__Exercise brief__
Determine the number of lines in the data below that hold "public"; give nothing but that number.

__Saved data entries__
○ ○ ○ ○

PR #994, opened 2023-08-03
Fix regression on marker updates from #984

iloveeclipse:
See 7da51e78950bfec17f05361f7d64cd817eb5b72c and comment from Denis Ungemach on https://github.com/eclipse-platform/eclipse.platform.ui/pull/984

### DIFF
--- a/bundles/org.eclipse.ui.editors/src/org/eclipse/ui/texteditor/MarkerUtilities.java
+++ b/bundles/org.eclipse.ui.editors/src/org/eclipse/ui/texteditor/MarkerUtilities.java
@@ -17,6 +17,8 @@ import java.util.ArrayList;
 import java.util.HashMap;
 import java.util.List;
 import java.util.Map;
+import java.util.Map.Entry;
+import java.util.Set;
 
 import org.osgi.framework.Bundle;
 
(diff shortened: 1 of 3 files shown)


bundles/org.eclipse.ui.editors/src/org/eclipse/ui/texteditor/MarkerUtilities.java
```diff
@@ -402,4 +404,50 @@ public static String[] getSuperTypes(String markerType) {
...
+	 * event, including an indication that this marker has been modified.
+	 * </p>
+	 * 
+	 * @param marker the marker
+	 * @param attributeChanges map with to be executed attribute changes
+	 * @see IMarker#setAttributes(String[], Object[])
+	 * @since 3.17
+	 */
+	public static void changeAttributes(IMarker marker, Map<String, Object> attributeChanges) {
+
```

○ ○ ○ ○

__Completed exercise__
2